Publication Date: January 2018
Research and Editorial Team: Michael J. Oghia
Information Not Found: The “Right to Be Forgotten” as an Emerging Threat to Media Freedom in the Digital Age

From the key findings:

The so-called Right to be Forgotten (RTBF) refers to the removal of content from either search engine indexes or even the entire internet so that it is not readily accessible to end users. While the concept emerged out of a European legal tradition that favors the  privacy of non-public individuals, in practice it has led to the censorship of information relevant to the public interest. It has endangered press freedom by leading to the removal of news articles, and it has hindered media development by erasing content from the digital public record.

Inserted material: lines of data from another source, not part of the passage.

PR #1779, opened 2022-01-12
PLANNER-2635 Switch Task Assigning with list variable to Constraint Streams

yurloc:
Replicates 9ab908311b22acf121fcc340cedbc0c4c4f2b382 onto the list variable version of the Task Assigning example.

### DIFF
--- a/optaplanner-examples/src/main/java/org/optaplanner/examples/taskassigning_listvariable/score/TaskAssigningConstraintProvider.java
+++ b/optaplanner-examples/src/main/java/org/optaplanner/examples/taskassigning_listvariable/score/TaskAssigningConstraintProvider.java
@@ -14,7 +14,7 @@
  * limitations under the License.
  */
 
-package org.optaplanner.examples.taskassigning_listvariable.optional.score;
+package org.optaplanner.examples.taskassigning_listvariable.score;
 
 import org.optaplanner.core.api.score.buildin.bendable.BendableScore;
 import org.optaplanner.core.api.score.stream.Constraint;
@@ -47,7 +47,7 @@ public final class TaskAssigningConstraintProvider implements ConstraintProvider
 
     private UniConstraintStream<Task> getTaskWithPriority(ConstraintFactory constraintFactory, Priority priority) {
         return constraintFactory.forEach(Task.class)
-                .filter(task -> task.getPriority() == priority);
+                .filter(task -> task.getEmployee() != null && task.getPriority() == priority);
     }
 
     private Constraint noMissingSkills(ConstraintFactory constraintFactory) {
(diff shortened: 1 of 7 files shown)


optaplanner-examples/src/main/java/org/optaplanner/examples/taskassigning_listvariable/score/TaskAssigningConstraintProvider.java
```diff
@@ -47,7 +47,7 @@
 
     private UniConstraintStream<Task> getTaskWithPriority(ConstraintFactory constraintFactory, Priority priority) {
         return constraintFactory.forEach(Task.class)
-                .filter(task -> task.getPriority() == priority);
+                .filter(task -> task.getEmployee() != null && task.getPriority() == priority);
```
yurloc, line 50: This is the only difference from 9ab908311b22acf121fcc340cedbc0c4c4f2b382.

I have to do this to avoid NPE in CH and because `forEach()` doesn't filter out shadow planning entities with uninitialized shadow variables.

@triceo Is this the most effective way to do that?

triceo: Yeah, I do not see any other way.
That said, maybe it should be discussed? The point of `forEach(...)` is to eliminate null checks, and this seems like a corner case that escaped.

triceo (approved):
Good on its own.

Two questions, however:
- forEach() and shadow entities. That looks like something that totally escaped us when we were designing the API.
- Why have this example? Or rather, why keep the old one? I'd suggest to keep one implementation of the old chained model. (Maybe in TSP which is trivial?) And to move everything else forward. List variable is so much better than I really think we should push it hard.

optaplanner-examples/src/main/java/org/optaplanner/examples/taskassigning_listvariable/score/TaskAssigningConstraintProvider.java
yurloc: According to Proposal I, this behavior was chosen on purpose. I have to say I don't fully understand the reasoning that explains Proposal I rejection but I assume it was understood during the discussion.

In other words, this corner case hasn't escaped our attention. Whether it is a design flaw or not, I'm not sure though.

yurloc:
> forEach() and shadow entities. That looks like something that totally escaped us when we were designing the API.

I don't think it has escaped. See above.
 
> Why have this example? Or rather, why keep the old one? I'd suggest to keep one implementation of the old chained model. (Maybe in TSP which is trivial?) And to move everything else forward. List variable is so much better that I really think we should push it hard.

This is going to `main` soon, overriding the original chained Task Assigning. PR by the end of this week.

PR #1785, opened 2022-01-13
PLANNER-2614 Remove forward dependency on ClassAndPlanningIdComparator

triceo:
Coincidentally also significantly speeds up CM as comparisons no longer require `MemberAccessor`s.

### DIFF
--- a/optaplanner-core/src/main/java/org/optaplanner/core/api/score/constraint/ConstraintMatch.java
+++ b/optaplanner-core/src/main/java/org/optaplanner/core/api/score/constraint/ConstraintMatch.java
@@ -22,25 +22,39 @@ import java.util.Comparator;
 import java.util.List;
 
 import org.optaplanner.core.api.score.Score;
-import org.optaplanner.core.impl.domain.lookup.ClassAndPlanningIdComparator;
 
 /**
  * Retrievable from {@link ConstraintMatchTotal#getConstraintMatchSet()}
  * and {@link Indictment#getConstraintMatchSet()}.
  *
- * <p>
- * This class has a {@link #compareTo(ConstraintMatch)} method which is inconsistent with equals.
- * (See {@link Comparable}.)
- * Two different {@link ConstraintMatch} instances with the same justification list aren't
- * {@link Object#equals(Object) equal} because some ConstraintStream API methods can result in duplicate facts,
- * which are treated as independent matches.
- * Yet two instances may {@link #compareTo(ConstraintMatch)} equal in case they come from the same constraint and their
- * justifications are equal.
- * This is for consistent ordering of constraint matches in visualizations.
- * 
  * @param <Score_> the actual score type
  */
 public final class ConstraintMatch<Score_ extends Score<Score_>> implements Comparable<ConstraintMatch<Score_>> {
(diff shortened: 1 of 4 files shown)


optaplanner-core/src/main/java/org/optaplanner/core/api/score/constraint/ConstraintMatch.java
```diff
@@ -90,34 +104,38 @@ public String getIdentificationString() {
         return getConstraintId() + "/" + justificationList;
     }
 
+    /**
+     * As defined by {@link Comparable#compareTo(Object)}.
```
ge0ffrey, line 108: I would remove this line, as everyone knows compareTo

optaplanner-core/src/main/java/org/optaplanner/core/api/score/constraint/ConstraintMatch.java
```diff
@@ -90,34 +104,38 @@ public String getIdentificationString() {
...
+     *
+     * <p>
+     * The point of this method is to provide consistency when a collection of matches is visualized.
```
ge0ffrey, line 111:
```suggestion
     * This sole purpose of this compareTo method to allow reproducible and consistent visualization of a collection of matches.
```

optaplanner-core/src/main/java/org/optaplanner/core/api/score/constraint/ConstraintMatch.java
```diff
@@ -90,34 +104,38 @@ public String getIdentificationString() {
...
+     * Instances of this class should never be compared to one another for any other reason.
```
ge0ffrey, line 112:
```suggestion
     * Instances of this class should never be compared to each another for any other reason.
```

optaplanner-core/src/main/java/org/optaplanner/core/impl/score/director/ClassAndPlanningIdComparator.java
```diff
@@ -14,41 +14,32 @@
...
 import java.util.HashMap;
 import java.util.Map;
 
 import org.optaplanner.core.api.domain.common.DomainAccessType;
-import org.optaplanner.core.api.domain.lookup.PlanningId;
 import org.optaplanner.core.config.util.ConfigUtils;
 import org.optaplanner.core.impl.domain.common.accessor.MemberAccessor;
 
-public class ClassAndPlanningIdComparator implements Comparator<Object> {
+final class ClassAndPlanningIdComparator implements Comparator<Object> {
```
ge0ffrey, line 28: I'd still make it "final public", in case anyone is using it. It's in impl, so they aren't allowed to, but no gain in breaking them if they do.

```suggestion
final public class ClassAndPlanningIdComparator implements Comparator<Object> {
```

ge0ffrey (changes requested):
PlanningId changed might affect demos, but this change might be worth it nonetheless.

On hold until we prove we can (or until have to plan to) complete the separate api jar story on the other fronts, so this change is worth it.

triceo:
Closing as unnecessary.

• The implementation of the Right to be Forgotten within Europe has led to cases where news content has been censored.

• The legal concept is already being invoked in many contexts outside of Europe in ways that enable press censorship.

• Negotiating individual privacy with the public’s right to know is a balancing act for which there are no easy solutions, but it is one that has substantial implications for media development.

From the introduction:

This report focuses on how RTBF laws and jurisprudence are already impacting content accessibility and what effects they will likely produce in the near future. It also provides an in-depth look at the ways the constellation of policies surrounding RTBF implementation threaten media development—specifically the circulation of objective, high-quality information—by highlighting how it has the power to

  • Mandate newspapers and other media outlets to hide search results to relevant journalistic content, making such content less accessible and amplifying chilling effects on the type of content produced;
  • Challenge the circulation of relevant, high-quality news and information, such as by retroactively censoring content produced by news and media outlets;
  • Disrupt the archival history of information, one of the cornerstones of digital society, and impede the collection of data for news stories and research by making archived information inaccessible; and
  • Empower governments with another tool to curb journalism and free expression.